[Opening DATA RECORDS section]

PR #2837, opened 2026-07-22
Add is_enemy tag

creaturesofhabit:
For [this thread](https://discord.com/channels/315163488085475337/1237824736034033744), adds the 1.19+ is_enemy tag to return if the entity is in [spigot's enemy interface](https://hub.spigotmc.org/javadocs/spigot/org/bukkit/entity/Enemy.html)

### DIFF
--- a/plugin/src/main/java/com/denizenscript/denizen/objects/EntityTag.java
+++ b/plugin/src/main/java/com/denizenscript/denizen/objects/EntityTag.java
@@ -610,6 +610,13 @@ public class EntityTag implements ObjectTag, Adjustable, EntityFormObject, Flagg
         return getBukkitEntity() instanceof Monster;
     }
 
+    public boolean isEnemyType() {
+        if (getBukkitEntity() == null && entity_type != null) {
+            return Enemy.class.isAssignableFrom(entity_type.getBukkitEntityType().getEntityClass());
+        }
+        return getBukkitEntity() instanceof Enemy;
+    }
+
     public boolean isMobType() {
         if (getBukkitEntity() == null && entity_type != null) {
             return Mob.class.isAssignableFrom(entity_type.getBukkitEntityType().getEntityClass());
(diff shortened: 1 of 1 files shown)


plugin/src/main/java/com/denizenscript/denizen/objects/EntityTag.java
```diff
@@ -610,6 +610,13 @@ public boolean isMonsterType() {
         return getBukkitEntity() instanceof Monster;
     }
 
+    public boolean isEnemyType() {
```
MC-Samuel, line 614: Does this need to be a separate method and not part of the tag?

plugin/src/main/java/com/denizenscript/denizen/objects/EntityTag.java
```diff
@@ -610,6 +610,13 @@ public boolean isMonsterType() {
         return getBukkitEntity() instanceof Monster;
     }
 
+    public boolean isEnemyType() {
+        if (getBukkitEntity() == null && entity_type != null) {
+            return Enemy.class.isAssignableFrom(entity_type.getBukkitEntityType().getEntityClass());
+        }
+        return getBukkitEntity() instanceof Enemy;
```
MC-Samuel, line 618: This line should be all that's required.

plugin/src/main/java/com/denizenscript/denizen/objects/EntityTag.java
```diff
@@ -2372,6 +2379,20 @@ else if (object.getBukkitEntity() instanceof Hanging hanging) {
...
         });
 
+        if (NMSHandler.getVersion().isAtLeast(NMSVersion.v1_19)) {
+
+            // <--[tag]
+            // @attribute <EntityTag.is_enemy>
+            // @returns ElementTag(Boolean)
+            // @group data
+            // @description
+            // Returns whether the entity type is an enemy. See <@link url https://hub.spigotmc.org/javadocs/spigot/org/bukkit/entity/Enemy.html>
```
MC-Samuel, line 2390: Not sure the link is necessary, unless you're referencing entities that Spigot defines as "enemies"?

MC-Samuel (commented):
Very good for your first PR!

plugin/src/main/java/com/denizenscript/denizen/objects/EntityTag.java
BehrRiley: the `entity_type` check allows unspawned entities (eg, `<entity[zombie].is_enemy>`) to check correctly when `getBukkitEntity()` is null

plugin/src/main/java/com/denizenscript/denizen/objects/EntityTag.java
creaturesofhabit: Added to entity matcher to match similar tags

plugin/src/main/java/com/denizenscript/denizen/objects/EntityTag.java
```diff
@@ -4587,6 +4608,8 @@ public final boolean trySpecialEntityMatcher(String text, boolean isNPC) {
                 return isMobType();
             case "animal":
                 return isAnimalType();
+            case "enemy":
+                return isEnemyType();
```
tal5, line 4613: This needs documentation (the "matchers" section in the `EntityTag` meta)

[Closing DATA RECORDS section]

*WHAT YOU WILL DO:*
Show all lines in the entries above where the word "that" appears.

*REPLY TO THE EXERCISE:*
MC-Samuel, line 618: This line should be all that's required.
MC-Samuel, line 2390: Not sure the link is necessary, unless you're referencing entities that Spigot defines as "enemies"?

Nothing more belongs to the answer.